### PROBLEM TO SOLVE
Your answer must be the records below, printed exactly.

(Dataset entries)
--------------------------------
Issue #631, opened 2021-11-04
Define some endpoints for metadata (and other)


mgautierfr:
Following my comment here https://github.com/kiwix/libkiwix/pull/626#issuecomment-959293854 I would like to open a discussion on what we need to serve and how.

I think there is two different use case :
- One is to get information about books available in the catalog (illustration and other metadata)
- One is to get information about what is in the zim, for some QA or other (It seems that it is what is wanted here https://github.com/kiwix/libkiwix/issues/616)

It seems that we already a way to get information about book with recent implementation of partial entries (https://github.com/kiwix/libkiwix/pull/602), we can get all the metadata of a book by simply asking it to the catalog.
What is missing is a entry point to download the illustration (from what we have in the library/catalog).
I propose the entrypoint `/catalog/v2/illustration/<bookId>?size=<size>`
The size parameter setting the width and height. Assuming a scale=1. If (when) we extend the illustration to non scare illustration and different scale we will add the corresponding parameter.
Illustration would be taken from what is in the catalog (in library.xml if kiwix-serve is started with one), never from the zim file.

So the `/meta` endpoint is ok to read the zim file as it would correspond to the second use case.
But I we recreate it, I would like to take the occasion to go a bit further.
As the "meta" endpoint will return the metadata unchanged, we can also extend it to also return raw content/item in the whole zim file.
Something like:
- `/raw/<zimName>/meta/<metaName>` to get the metadata in the zim file. If present. Unchanged. No fallback.
- `/raw/<zimName>/content/<contentPath>` to get the content of a entry in the zim files. If present. Unchanged (no chrome, no header bar added, no url rewritten). No fallback (at least not more than what libzim is making internally to handle compatibility)

The `/raw/<zimName>/content/` endpoint may help with warc2zim where the ServiceWorker need to access the raw content as it is adding its own chrome. (https://github.com/openzim/warc2zim/issues/16 https://github.com/kiwix/libkiwix/pull/403)

What do you think about this ?
We don't have to implement everything in the same time. But `/catalog/v2/illustration` and `/raw/<zimName>/meta/` (if we agree on them) are needed shortly.

rgaudin:
Interesting!

#616 was about restoring access to an information we used to get. Gentle reminder, whenever you expose something, people will start relying on it.

Behind #616 is a dead-simple access to metadata of a book/zim. I suppose we could return what's in the catalog and users would be happy. `Counter` is probably not going to be rewritten in the CMS anyway…
[...]

PR #645, opened 2021-12-08
Add illustration API

### LINKED ISSUE #644: Parsing library.xml add a dummy illustration if the library doesn't contain one.
The code is here :

https://github.com/kiwix/libkiwix/blob/master/src/book.cpp#L126-L130

`ATTR` returns a empty string if the attribute is not here.

mgautierfr:
Following the discussion at #631 this PR add a `catalog/v2/illustration` endpoint.
It also fixes #644 and make the OPDS stream handling the root prefix (it was forgotten for the entry links)

### DIFF
--- a/src/server/internalServer_catalog_v2.cpp
+++ b/src/server/internalServer_catalog_v2.cpp
@@ -66,6 +66,8 @@ std::unique_ptr<Response> InternalServer::handle_catalog_v2(const RequestContext
     return handle_catalog_v2_categories(request);
   } else if (url == "languages") {
     return handle_catalog_v2_languages(request);
+  } else if (url == "illustration") {
+    return handle_catalog_v2_illustration(request);
   } else {
     return Response::build_404(*this, request.get_full_url(), "", "");
   }
@@ -144,6 +146,20 @@ std::unique_ptr<Response> InternalServer::handle_catalog_v2_languages(const Requ
              opdsDumper.languagesOPDSFeed(),
              "application/atom+xml;profile=opds-catalog;kind=navigation"
   );
+}
+
+std::unique_ptr<Response> InternalServer::handle_catalog_v2_illustration(const RequestContext& request)
+{
+  try {
+    const auto bookName  = request.get_url_part(3);
+    const auto bookId = mp_nameMapper->getIdForName(bookName);
+    auto book = mp_library->getBookByIdThreadSafe(bookId);
+    auto size = request.get_argument<unsigned int>("size");
+    auto illustration = book.getIllustration(size);
+    return ContentResponse::build(*this, illustration->getData(), illustration->mimeType);
+  } catch(...) {
+    return Response::build_404(*this, request.get_full_url(), "", "");
+  }
 }
 
 } // namespace kiwix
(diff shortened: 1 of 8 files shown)


src/server/internalServer_catalog_v2.cpp
```diff
@@ -146,4 +148,18 @@ std::unique_ptr<Response> InternalServer::handle_catalog_v2_languages(const Requ
   );
 }
 
+std::unique_ptr<Response> InternalServer::handle_catalog_v2_illustration(const RequestContext& request)
+{
+  try {
+    const auto bookName  = request.get_url_part(3);
+    const auto bookId = mp_nameMapper->getIdForName(bookName);
+    auto book = mp_library->getBookById(bookId);
```
veloman-yunkan, line 156: Since library reloading is now supported we should use library in a thread-safe way. `Library::getBookById()` is not a thread-safe method. Use `Library::getBookByIdThreadSafe()` instead.

veloman-yunkan (changes requested):
Please make codecov happy by creating a unit test for `InternalServer::handle_catalog_v2_illustration()`

test/server.cpp
```diff
@@ -162,52 +161,53 @@ std::ostream& operator<<(std::ostream& out, const Resource& r)
...
+  { WITH_ETAG, "/ROOT/meta?content=zimfile&name=description" },
+  { WITH_ETAG, "/ROOT/meta?content=zimfile&name=language" },
+  { WITH_ETAG, "/ROOT/meta?content=zimfile&name=name" },
+  { WITH_ETAG, "/ROOT/meta?content=zimfile&name=tags" },
+  { WITH_ETAG, "/ROOT/meta?content=zimfile&name=date" },
+  { WITH_ETAG, "/ROOT/meta?content=zimfile&name=creator" },
+  { WITH_ETAG, "/ROOT/meta?content=zimfile&name=publisher" },
+  { WITH_ETAG, "/ROOT/meta?content=zimfile&name=favicon" },
+  { WITH_ETAG, "/ROOT/meta?content=zimfile&name=Illustration_48x48@1" },
+  { NO_ETAG, "/ROOT/catalog/v2/illustration/zimfile?size=48" },
```
mgautierfr, line 204: This should probably be `WITH_ETAG`
But https://github.com/kiwix/libkiwix/blob/master/src/server/internalServer.cpp#L320-L328 explicitly prevent catalog endpoints to be cacheable.
@veloman-yunkan want do you think, should we made (some) catalog endpoints cacheable ? Maybe in another PR ?

kelson42: @mgautierfr @veloman-yunkan This is the topic of https://github.com/kiwix/libkiwix/issues/650 which expects your both feedbacks.

veloman-yunkan: > @veloman-yunkan want do you think, should we made (some) catalog endpoints cacheable ? Maybe in another PR ?

> @mgautierfr @veloman-yunkan This is the topic of #650 which expects your both feedbacks.

Agree. Let's leave it for #650.

veloman-yunkan (approved):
--------------------------------
### RESULT BELOW
Issue #631, opened 2021-11-04
Define some endpoints for metadata (and other)


mgautierfr:
Following my comment here https://github.com/kiwix/libkiwix/pull/626#issuecomment-959293854 I would like to open a discussion on what we need to serve and how.

I think there is two different use case :
- One is to get information about books available in the catalog (illustration and other metadata)
- One is to get information about what is in the zim, for some QA or other (It seems that it is what is wanted here https://github.com/kiwix/libkiwix/issues/616)

It seems that we already a way to get information about book with recent implementation of partial entries (https://github.com/kiwix/libkiwix/pull/602), we can get all the metadata of a book by simply asking it to the catalog.
What is missing is a entry point to download the illustration (from what we have in the library/catalog).
I propose the entrypoint `/catalog/v2/illustration/<bookId>?size=<size>`
The size parameter setting the width and height. Assuming a scale=1. If (when) we extend the illustration to non scare illustration and different scale we will add the corresponding parameter.
Illustration would be taken from what is in the catalog (in library.xml if kiwix-serve is started with one), never from the zim file.

So the `/meta` endpoint is ok to read the zim file as it would correspond to the second use case.
But I we recreate it, I would like to take the occasion to go a bit further.
As the "meta" endpoint will return the metadata unchanged, we can also extend it to also return raw content/item in the whole zim file.
Something like:
- `/raw/<zimName>/meta/<metaName>` to get the metadata in the zim file. If present. Unchanged. No fallback.
- `/raw/<zimName>/content/<contentPath>` to get the content of a entry in the zim files. If present. Unchanged (no chrome, no header bar added, no url rewritten). No fallback (at least not more than what libzim is making internally to handle compatibility)

The `/raw/<zimName>/content/` endpoint may help with warc2zim where the ServiceWorker need to access the raw content as it is adding its own chrome. (https://github.com/openzim/warc2zim/issues/16 https://github.com/kiwix/libkiwix/pull/403)

What do you think about this ?
We don't have to implement everything in the same time. But `/catalog/v2/illustration` and `/raw/<zimName>/meta/` (if we agree on them) are needed shortly.

rgaudin:
Interesting!

#616 was about restoring access to an information we used to get. Gentle reminder, whenever you expose something, people will start relying on it.

Behind #616 is a dead-simple access to metadata of a book/zim. I suppose we could return what's in the catalog and users would be happy. `Counter` is probably not going to be rewritten in the CMS anyway…
[...]

PR #645, opened 2021-12-08
Add illustration API

### LINKED ISSUE #644: Parsing library.xml add a dummy illustration if the library doesn't contain one.
The code is here :

https://github.com/kiwix/libkiwix/blob/master/src/book.cpp#L126-L130

`ATTR` returns a empty string if the attribute is not here.

mgautierfr:
Following the discussion at #631 this PR add a `catalog/v2/illustration` endpoint.
It also fixes #644 and make the OPDS stream handling the root prefix (it was forgotten for the entry links)

### DIFF
--- a/src/server/internalServer_catalog_v2.cpp
+++ b/src/server/internalServer_catalog_v2.cpp
@@ -66,6 +66,8 @@ std::unique_ptr<Response> InternalServer::handle_catalog_v2(const RequestContext
     return handle_catalog_v2_categories(request);
   } else if (url == "languages") {
     return handle_catalog_v2_languages(request);
+  } else if (url == "illustration") {
+    return handle_catalog_v2_illustration(request);
   } else {
     return Response::build_404(*this, request.get_full_url(), "", "");
   }
@@ -144,6 +146,20 @@ std::unique_ptr<Response> InternalServer::handle_catalog_v2_languages(const Requ
              opdsDumper.languagesOPDSFeed(),
              "application/atom+xml;profile=opds-catalog;kind=navigation"
   );
+}
+
+std::unique_ptr<Response> InternalServer::handle_catalog_v2_illustration(const RequestContext& request)
+{
+  try {
+    const auto bookName  = request.get_url_part(3);
+    const auto bookId = mp_nameMapper->getIdForName(bookName);
+    auto book = mp_library->getBookByIdThreadSafe(bookId);
+    auto size = request.get_argument<unsigned int>("size");
+    auto illustration = book.getIllustration(size);
+    return ContentResponse::build(*this, illustration->getData(), illustration->mimeType);
+  } catch(...) {
+    return Response::build_404(*this, request.get_full_url(), "", "");
+  }
 }
 
 } // namespace kiwix
(diff shortened: 1 of 8 files shown)


src/server/internalServer_catalog_v2.cpp
```diff
@@ -146,4 +148,18 @@ std::unique_ptr<Response> InternalServer::handle_catalog_v2_languages(const Requ
   );
 }
 
+std::unique_ptr<Response> InternalServer::handle_catalog_v2_illustration(const RequestContext& request)
+{
+  try {
+    const auto bookName  = request.get_url_part(3);
+    const auto bookId = mp_nameMapper->getIdForName(bookName);
+    auto book = mp_library->getBookById(bookId);
```
veloman-yunkan, line 156: Since library reloading is now supported we should use library in a thread-safe way. `Library::getBookById()` is not a thread-safe method. Use `Library::getBookByIdThreadSafe()` instead.

veloman-yunkan (changes requested):
Please make codecov happy by creating a unit test for `InternalServer::handle_catalog_v2_illustration()`

test/server.cpp
```diff
@@ -162,52 +161,53 @@ std::ostream& operator<<(std::ostream& out, const Resource& r)
...
+  { WITH_ETAG, "/ROOT/meta?content=zimfile&name=description" },
+  { WITH_ETAG, "/ROOT/meta?content=zimfile&name=language" },
+  { WITH_ETAG, "/ROOT/meta?content=zimfile&name=name" },
+  { WITH_ETAG, "/ROOT/meta?content=zimfile&name=tags" },
+  { WITH_ETAG, "/ROOT/meta?content=zimfile&name=date" },
+  { WITH_ETAG, "/ROOT/meta?content=zimfile&name=creator" },
+  { WITH_ETAG, "/ROOT/meta?content=zimfile&name=publisher" },
+  { WITH_ETAG, "/ROOT/meta?content=zimfile&name=favicon" },
+  { WITH_ETAG, "/ROOT/meta?content=zimfile&name=Illustration_48x48@1" },
+  { NO_ETAG, "/ROOT/catalog/v2/illustration/zimfile?size=48" },
```
mgautierfr, line 204: This should probably be `WITH_ETAG`
But https://github.com/kiwix/libkiwix/blob/master/src/server/internalServer.cpp#L320-L328 explicitly prevent catalog endpoints to be cacheable.
@veloman-yunkan want do you think, should we made (some) catalog endpoints cacheable ? Maybe in another PR ?

kelson42: @mgautierfr @veloman-yunkan This is the topic of https://github.com/kiwix/libkiwix/issues/650 which expects your both feedbacks.

veloman-yunkan: > @veloman-yunkan want do you think, should we made (some) catalog endpoints cacheable ? Maybe in another PR ?

> @mgautierfr @veloman-yunkan This is the topic of #650 which expects your both feedbacks.

Agree. Let's leave it for #650.

veloman-yunkan (approved):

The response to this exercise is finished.